(Stored items)

"""

PR #4100, opened 2019-10-23
Replaced constructor with __init__ method

paritoshM9:


wRAR:
Isn't this better fixed in https://github.com/scrapy/scrapy/pull/4088 ?

Gallaecio:
@paritoshM9 Thank you for your work, but indeed there is an existing proposal (#4088) which is close to completion and covers much more ground.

"""

• PROBLEM STATEMENT: Print all of the entries exactly, leaving nothing out.

• EXERCISE OUTPUT:
PR #4100, opened 2019-10-23
Replaced constructor with __init__ method

paritoshM9:


wRAR:
Isn't this better fixed in https://github.com/scrapy/scrapy/pull/4088 ?

Gallaecio:
@paritoshM9 Thank you for your work, but indeed there is an existing proposal (#4088) which is close to completion and covers much more ground.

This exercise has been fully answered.